# AWS Competition



## Wine-O (Oct 8, 2012)

Did anyone enter this year's American Wine Society Wine Competition? Registration is open until Oct 18th and the wines need to be in Oregon by the 26th. Go to www.americanwinesociety.org 
I just sent 4 boxes this morning for my wife, myself and a friend. I entered 13, my wife entered 8 and our friends entered 3.


----------



## JohnT (Oct 9, 2012)

I thought that there was not going to be a NJ AWS competition. I was told that they merged with the NJ State Fair Competition.
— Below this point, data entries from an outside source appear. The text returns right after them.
PR #3970, opened 2024-09-20
Dev: #19496: plugins in plugin directory shown in git diff

Shnoulle:
Dev: #19753: Theme in theme directory shown in git

### DIFF
--- a/.gitignore
+++ b/.gitignore
@@ -64,6 +64,35 @@
 !/tmp/runtime/index.html
 !/tmp/upload/index.html
 
+# ignore plugins directory by default except LS plugin
+# if you want to add a new distributed plugin : use /application/core/plugins
+/plugins/*
+!/plugins/index.html
+!/plugins/Demo/
+
+# ignore survey theme directory by default except LS survey theme
+# if you want to add a new distributed survey theme : add the directory here
+/themes/survey/*
+!/themes/survey/index.html
+!/themes/survey/bootswatch
+!/themes/survey/fruity
+!/themes/survey/fruity_twentythree
+!/themes/survey/vanilla
+
+# ignore question theme directory by default except LS question theme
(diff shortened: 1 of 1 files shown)


Shnoulle:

Where is this being held?


----------



## Wine-O (Oct 9, 2012)

John,
The one in NJ was the one they had at Sussex County Fair. That was the one that American Wine Society sent judges to judge that one. Did you enter any wines in that one?
This is the one that American Wine Society themselves has. Every year the conference is in a different location and this year it's in Portland Oregon. You need to pre register your entries online and then send you wines out to Portland. They need to be there by October 26th and it takes about a week for them to get there going UPS ground. The conference is November 8-10.


----------



## JohnT (Oct 10, 2012)

Oh, I see, this is the national AWS competition. 

The local NJ AWS had there own competition. They judged the sussex county fair and discontinued their own local competition.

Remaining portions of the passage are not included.